Material provided:
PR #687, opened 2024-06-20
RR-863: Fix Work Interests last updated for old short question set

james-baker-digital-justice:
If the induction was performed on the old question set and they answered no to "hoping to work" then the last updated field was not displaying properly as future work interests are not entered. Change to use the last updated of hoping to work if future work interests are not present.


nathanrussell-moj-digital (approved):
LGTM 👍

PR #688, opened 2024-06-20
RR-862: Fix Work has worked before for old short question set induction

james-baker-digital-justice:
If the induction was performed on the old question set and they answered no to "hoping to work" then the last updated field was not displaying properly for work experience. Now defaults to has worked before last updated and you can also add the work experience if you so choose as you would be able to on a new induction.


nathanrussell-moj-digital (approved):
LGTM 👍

---

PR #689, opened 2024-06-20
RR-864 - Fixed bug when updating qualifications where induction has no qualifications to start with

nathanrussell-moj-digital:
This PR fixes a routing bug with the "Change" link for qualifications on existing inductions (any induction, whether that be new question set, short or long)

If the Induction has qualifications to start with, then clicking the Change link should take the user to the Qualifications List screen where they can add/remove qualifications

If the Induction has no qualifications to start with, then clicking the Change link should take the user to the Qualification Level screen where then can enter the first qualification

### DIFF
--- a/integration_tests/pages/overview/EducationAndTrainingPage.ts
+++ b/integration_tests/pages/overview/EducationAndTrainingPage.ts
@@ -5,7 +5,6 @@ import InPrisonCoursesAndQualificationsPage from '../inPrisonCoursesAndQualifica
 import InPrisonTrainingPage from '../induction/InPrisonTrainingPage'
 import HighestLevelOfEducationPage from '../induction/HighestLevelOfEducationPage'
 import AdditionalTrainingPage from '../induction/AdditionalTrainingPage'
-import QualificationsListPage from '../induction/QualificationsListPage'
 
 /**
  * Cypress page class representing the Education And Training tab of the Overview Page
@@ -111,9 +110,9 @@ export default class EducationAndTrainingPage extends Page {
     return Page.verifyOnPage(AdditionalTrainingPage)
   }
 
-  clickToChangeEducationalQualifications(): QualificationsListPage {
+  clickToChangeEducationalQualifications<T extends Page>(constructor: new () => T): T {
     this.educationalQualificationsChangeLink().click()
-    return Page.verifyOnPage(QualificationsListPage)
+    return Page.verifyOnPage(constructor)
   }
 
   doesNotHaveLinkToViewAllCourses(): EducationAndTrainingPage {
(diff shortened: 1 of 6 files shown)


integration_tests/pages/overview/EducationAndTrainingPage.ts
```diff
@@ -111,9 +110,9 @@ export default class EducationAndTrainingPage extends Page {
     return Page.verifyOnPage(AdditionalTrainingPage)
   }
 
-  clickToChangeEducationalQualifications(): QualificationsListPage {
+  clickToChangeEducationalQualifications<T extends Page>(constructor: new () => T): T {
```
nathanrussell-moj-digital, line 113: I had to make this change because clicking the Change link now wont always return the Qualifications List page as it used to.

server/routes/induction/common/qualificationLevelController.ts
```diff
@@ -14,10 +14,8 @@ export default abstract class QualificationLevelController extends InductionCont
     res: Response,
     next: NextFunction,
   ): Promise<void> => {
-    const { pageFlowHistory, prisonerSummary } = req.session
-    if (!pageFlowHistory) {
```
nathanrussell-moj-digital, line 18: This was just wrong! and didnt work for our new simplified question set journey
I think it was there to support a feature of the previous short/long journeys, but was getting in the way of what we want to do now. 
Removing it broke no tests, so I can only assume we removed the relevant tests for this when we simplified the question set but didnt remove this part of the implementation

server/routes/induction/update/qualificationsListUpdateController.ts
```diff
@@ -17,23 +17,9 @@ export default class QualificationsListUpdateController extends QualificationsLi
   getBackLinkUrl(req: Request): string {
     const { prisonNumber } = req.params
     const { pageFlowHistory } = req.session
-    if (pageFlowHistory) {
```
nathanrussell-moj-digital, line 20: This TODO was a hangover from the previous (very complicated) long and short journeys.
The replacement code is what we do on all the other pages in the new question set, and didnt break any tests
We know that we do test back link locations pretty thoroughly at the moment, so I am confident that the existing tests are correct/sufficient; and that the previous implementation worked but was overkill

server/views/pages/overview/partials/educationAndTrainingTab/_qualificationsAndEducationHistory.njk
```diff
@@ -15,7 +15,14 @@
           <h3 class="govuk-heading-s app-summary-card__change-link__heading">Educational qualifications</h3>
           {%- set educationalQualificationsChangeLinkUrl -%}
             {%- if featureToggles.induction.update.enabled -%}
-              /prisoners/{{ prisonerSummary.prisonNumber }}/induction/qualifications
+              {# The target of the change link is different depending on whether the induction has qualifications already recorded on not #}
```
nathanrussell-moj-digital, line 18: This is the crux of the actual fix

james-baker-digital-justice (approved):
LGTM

Task brief:
If a line of the data contains the word "screen", it should be counted; state the total and nothing more.

Result of this exercise:
2